$\text{mod 3}$ gives $3|a$ and $3|c$. Writing $a=3a_1$ and $c=3c_1$ gives $5a_1^2+b^2=13c_1^2$ and $\text{mod 5}$ finishes because of infinite descent. Only solution is $(0, 0, 0)$ @below, I just realized $\text{mod 3}$ was nonsense, thanks.
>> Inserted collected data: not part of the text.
PR #1315, opened 2017-09-14
Check the exception message in all Realm tests which assert an exception is thrown

tgoyne:
And fix some particularly bad error messages.

I started adding tests to verify that the error messages when creating invalid primitive arrays were sensible and found that most of the code I had to modify was fairly unrelated to primitive arrays, so I went ahead and split these changes off.


tgoyne:
react-test failures are because the chrome debugging code has different error messages for a few things. I'll take care of that tomorrow.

rafaello wrote: Find all integer triples $(a, b, c)$ satisfying the equation $$ 5 a^2 + 9 b^2 = 13 c^2. $$ $\pmod{5}$ gives $5\mid b,c$. Define $b=5b',c=5c'$. We have $a^2+45b'^2=65c'^2$ and $5\mid a$. Define $a=5a'$. We have $5a'^2+9b'^2=13c'^2$. By infinite descent we get $a=b=c=0$.
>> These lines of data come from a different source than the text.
PR #1321, opened 2017-09-18
v1 -> v2 upgrade path

kneth:
## What, How & Why?

Reference to the issue(s) addressed by this PR: https://github.com/realm/realm-js-private/issues/323

## ☑️ ToDos

* [x] 📝 Changelog entry
* [x] 🚦 Tests

* [x] jsdoc files updated

**Waiting for enabling ROS testing**: #1338


tests/js/session-tests.js
```diff
@@ -461,6 +461,25 @@ module.exports = {
...
+    testSyncV1() {
+        return Realm.Sync.User.register('http://localhost:9080', uuid(), 'password').then(user => {
+            return new Promise((resolve, _reject) => {
+                const config = { path: 'sync-1.x.realm', sync: { user, url: 'realm:://localhost:9080/~/sync-1.x' } };
+                try {
+                    const realm = new Realm(config);
+                }
+                catch (e) {
+                    if (e.match('/IncompatibleSyncedRealm: /')) {
+                        const backupConfig = { config: e.substring('IncompatibleSyncedRealm: '.length), sync: { user, url: 'realm:://localhost:9080/~/sync-1.x' } };
```
bdash: Uhh, why did we switch to parsing paths out of an error message and assembling a configuration by hand? That seems incredibly ugly and error-prone. Why are we not throwing an object that exposes a pre-built configuration?

Note that the configuration that's being assembled here isn't correct: including a sync configuration will guarantee that it'll fail to open in exactly the same way that it did originally.

kneth: Parsing strings is ugly but I don't think we can throw anything but strings (see for example https://github.com/realm/realm-js/blob/master/src/node/node_class.hpp#L309). My initial through was to throw a configuration object.

tests/js/session-tests.js
```diff
@@ -461,6 +461,25 @@ module.exports = {
         });
     },
 
+    testSyncV1() {
```
bmunkholm: Perhaps this in not the norm for the tests, but I would recommend a comment on what this test does, so I don't have to check the code.
"SyncV1" doesn't tell me enough.

bmunkholm: If you want to expose that in the naming: "testThrowsWhenOpeningIncompatibleRealms" might do.

kneth:
I ask for suggestion where and how to document it.

tests/js/session-tests.js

rafaello wrote: Find all integer triples $(a, b, c)$ satisfying the equation $$ 5 a^2 + 9 b^2 = 13 c^2. $$ Too simple by Quadratic Reciprocity - Notice $\mod 13$ , we have $$ 5a^{2} + 9b^{2} \equiv 0 \mod 13$$, giving $$5a^{2} \equiv 4b^{2} \mod 13$$, but note that as $4b^{2}$ is a $QR$ $\mod 13$ , giving $\left ( \frac{5}{13} \right ) = 1$ , but from Quadratic reciprocity $$ \left ( \frac{5}{13} \right ).\left ( \frac{13}{5} \right ) = (-1)^{even} = 1$$, but as $\left ( \frac{13}{5} \right ) = -1$ , this is a contradiction . Hence only solution is $(0,0,0)$. $\blacksquare$.